Hickman is certainly a smart man who’s done a great job of ticking the boxes of what a first issue should accomplish, and kudos to him for that, it’s just – and it feels really churlish to say this – the comic is really boring! Hickman has a way about his writing, at least with his superhero work, that reads in a way that’s totally devoid of any passion or excitement or emotion. He can intelligently set up a story, albeit in a cold, clinical way, but completely distance the reader from it and the characters so that you feel little, if anything, at all while reading it. I can appreciate the craftsmanship of the writing, I just don’t care about the story. And that’s not just this comic, it’s a lot of Hickman’s Marvel comics, especially his Avengers stuff this past year.
Don’t get me wrong, you can’t fail to excite readers with Thanos, the guy is a great character, but he’s barely in the issue and is more of a momentary blip. He says two words, grins that famous grin, and that’s it. Cap is white bread. I know people like him but Captain America has always seemed to be one of the blandest characters in the Marvel U, and this comic did little to sway my opinion otherwise and he’s in this comic a lot. There’s a lot of space set aside to characters we’ve never seen before, and never will again, like aliens from distant galaxies, and, again, while I understand why Hickman is doing this – to set up the storylines of this series – it’s just no fun to read. The Inhumans saved this comic for me, if it weren’t for their inclusion I would’ve dozed off completely.
I mentioned Starlin’s Infinity Gauntlet earlier not just because that book and this comic share some features, but to juxtapose the two stories. Reading Starlin’s book is fun. It’s big and silly, ridiculous at times, and completely insane towards the end – but you read it with a grin on your face, kind of like Thanos’ grin. It’s really enjoyable and is a perfect example of the kind of colourful, inventive stories Marvel built their name upon. Reading Hickman’s Infinity? Not only are you not smiling, none of the characters in the book are either. Everyone’s so grim, so serious, so dour – miserable even! Iron Man even says “I’m getting tired of end of the world scenarios” – wow, Tony, not even a quip? A joke? None of the famous Stark charm? It’s like he’s become the armour: a personality-free robot.
Hickman’s said that his biggest influences in comics are Warren Ellis and Grant Morrison, and it definitely shows.
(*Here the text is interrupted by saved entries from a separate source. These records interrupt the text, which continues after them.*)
PR #1076, opened 2025-12-29
fix(files): handle stale treesitter nodes gracefully

seflue:
## Summary

This PR fixes intermittent "Index out of bounds" errors when treesitter nodes become stale after buffer modifications.

The error occurs when:
1. Buffer is parsed, nodes are cached
2. Buffer content changes (user edits)
3. Cached nodes are accessed via async callback (e.g., `vim.schedule`)
4. Node positions now point to invalid ranges → crash

Example error:

```
Error executing vim.schedule lua callback: .../treesitter.lua:195: Index out of bounds
stack traceback:
        [C]: in function 'nvim_buf_get_text'
        .../treesitter.lua:195: in function 'get_node_text'
        .../orgmode/files/headline.lua:545: in function 'get_property'
```

## Changes

- Wrap `get_node_text()` in `pcall` to gracefully handle stale nodes
- Return empty string on failure instead of crashing
- Add `_parse_tick` field to track buffer state at parse time
- Add `OrgFile:is_tree_stale()` for callers that need explicit staleness checks

## Checklist

I confirm that I have:

- [ ] **Added tests** (if applicable) and verified existing tests pass with `make test`.


lua/orgmode/files/file.lua
```diff
@@ -193,9 +195,30 @@ function OrgFile:parse(skip_if_not_modified)
...
+    self._parse_tick = vim.api.nvim_buf_get_changedtick(bufnr)
+  end
+
   return self.root
 end
 
+---Check if the parsed tree is stale (buffer changed since last parse)
+---Useful for async callers to detect when node positions may be invalid
+---@return boolean true if tree is stale and should be re-parsed
+function OrgFile:is_tree_stale()
```
kristijanhusak: Where is this used?

lua/orgmode/files/file.lua
```diff
@@ -30,6 +30,8 @@ local is_nightly = vim.fn.has('nvim-0.12') > 0
 ---@field metadata OrgFileMetadata
 ---@field parser vim.treesitter.LanguageTree
 ---@field root TSNode
+---@field _load_timing? { since_last_ms: number, since_start_ms: number } Progressive loading timing data
```
kristijanhusak: This seems like a leftover from something, I don't see it being defined or used.

kristijanhusak (commented):
Thanks for the PR! It seems unfinished though.

lua/orgmode/files/file.lua
seflue: This was actually refactord and inlined and then I forget to remove the original function. Fixed.

lua/orgmode/files/file.lua
seflue: Rebasing artifact, should now be gone.

lua/orgmode/files/file.lua
```diff
@@ -193,6 +194,13 @@ function OrgFile:parse(skip_if_not_modified)
   self.parser = self:_get_parser()
   local trees = self.parser:parse()
   self.root = trees[1]:root()
+
+  -- Track changedtick for staleness detection
+  local bufnr = self:bufnr()
+  if bufnr > -1 then
+    self._parse_tick = vim.api.nvim_buf_get_changedtick(bufnr)
```
kristijanhusak: What is this used for?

He can tell a story in an unorthodox way similar to Morrison while he can pull off technically brilliant stories like Ellis, and both writers are known for their ambitious storylines, which Hickman emulates. But unlike Ellis and Morrison, Hickman’s simply unable to bring his characters to life, to make them feel even somewhat vital. In his hands, they’re like chess pieces, dead and wooden, and the board is his story. He moves them about. There’s intelligence here. There’s imagination. But no soul. No wit. No pulse.
Infinity is a big Marvel cosmic story that’s as cold as space.